As noted hereinbefore, the guide plates 15-17 are provided upstream of the thermal heads 3-5 with respect to the movement of ink films 6-8, respectively. These guide plates 15-17 have an arcuate shape for contacting the back faces of ink films 6-8, thereby to effectively prevent the ink films 6-8 from becoming creased prior to the use in recording.
FIG. 9 is a front view of a separating roller according to a second embodiment of the present invention. This separating roller 6, or 8 includes grooves 23' in a grid form extending axially of the separating roller and in the transport direction of the ink film.
FIG. 10 is a front view of a separating roller according to a third embodiment of the invention, and FIG. 11 is a section thereof. This separating roller 6, 7 or 8 carries particulate sands S of iron, aluminum or the like uniformly distributed over and bonded by an adhesive to the surface thereof. The particulate sands S adhering to the roller surface engage the ink film, and the resulting friction prevents the ink film, even if it has a smooth surface, from crumpling axially of the roller. Furthermore, the loose waves of the ink film are received in spaces among the multiplicity of particulate sands, whereby the ink film is maintained substantially creaseless.
FIG. 12 is a sectional view of a separating roller according to a fourth embodiment of the invention. This separating roller 6, 7 or 8 comprises an axial core 41 and a very soft and flexible elastic layer 42 surrounding the core 41. Preferably, the elastic layer 42 has a sufficient flexibility to be deformable by contact with the ink film to accommodate the ink film waves as illustrated.
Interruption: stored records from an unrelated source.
PR #1616, opened 2025-02-12
Apply ruff pep8-naming rule

pi-sigma:
https://docs.astral.sh/ruff/rules/#pep8-naming-n

### DIFF
--- a/ruff.toml
+++ b/ruff.toml
@@ -52,6 +52,9 @@ select = [
     "B006",
     "B010",
     "B904",
+    # https://docs.astral.sh/ruff/rules/#pep8-naming-n
+    "N",
+>>>>>>> 1fccb49c (Enable ruff pep8-naming rule)
 ]
 ignore = [
     # Whitespace before ':' (conflicts with Black)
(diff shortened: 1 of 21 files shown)


ruff.toml
```diff
@@ -63,13 +65,28 @@ ignore = [
     # Use a single `with` statement with multiple contexts instead of nested `with` statements
     "SIM117",
     # Checks for nested if statements that can be collapsed into a single if statement.
-    "SIM102"
+    "SIM102",
+    # Variables in function scope should be lower-case
+    "N806",
+    # Cariables in class scope should not be mixed-case
```
swrichards:
```suggestion
    # Variables in class scope should not be mixed-case
```

src/open_inwoner/qmatic/client.py
```diff
@@ -85,7 +85,7 @@ class NoServiceConfigured(RuntimeError):
 # API CLIENT IMPLEMENTATIONS, per major version of the API
 
 
-def QmaticClient() -> "Client":
+def make_qmatic_client() -> "Client":
```
swrichards: I think this is more in line with what we use elsewhere (e.g. for zgw clients):

```suggestion
def qmatic_client_factory() -> "Client":
```

swrichards (approved):
LGTM, just a few small suggestions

Such flexibility corresponds to a hardness in the range of 10-50 degrees according to the JIS, K6301, 5.2-spring hardness test, type C. The elastic layer 42 having the above degree of flexibility may be formed of a foamed material such as polyurethane foam. The elastic layer 42 may be made conductive and grounded. It will then be convenient in that an electrostatic charge generated around the thermal head is releasable through the separating roller.
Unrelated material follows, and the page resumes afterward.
PR #1617, opened 2025-02-12
[#venray-144] Expose case description (zaak.omschrijving) in email templates

pi-sigma:
Taiga: https://taiga.maykinmedia.nl/project/gemeente-venray-open-formulier/issue/144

In the case of the separating roller having the soft elastic layer 42, a peripheral surface of the layer 42 may contact the platen roller 1 when the ink film is not wound around the separating roller. However, such a contact should not be allowed to such a degree as to deform the elastic layer 42.
FIG. 13 illustrates a separating roller according to a fifth embodiment of the invention. This separating roller 6, 7 or 8 is a soft brush, so to speak, comprising thin hair 43 planted around the core 41 as replacement for the elastic layer 42 in the fourth embodiment. The planted hair 43 may have the same flexibility as the elastic layer 42 in the fourth embodiment. Further, as in the fourth embodiment, the hair 43 may contact the platen roller 1 without being deformed.
The foregoing embodiments have been described in relation to a thermal transfer recording apparatus of the sublimation type. It will be appreciated, however, that the present invention produces the same effect with the fusion type apparatus where the ink film tends to be crumpled.
Although the present invention has been fully described by way of examples with reference to the accompanying drawings, it is to be noted that various changes and modifications will be apparent to those skilled in the art. Therefore, unless otherwise such changes and modifications depart from the scope of the present invention, they should be construed as being included therein.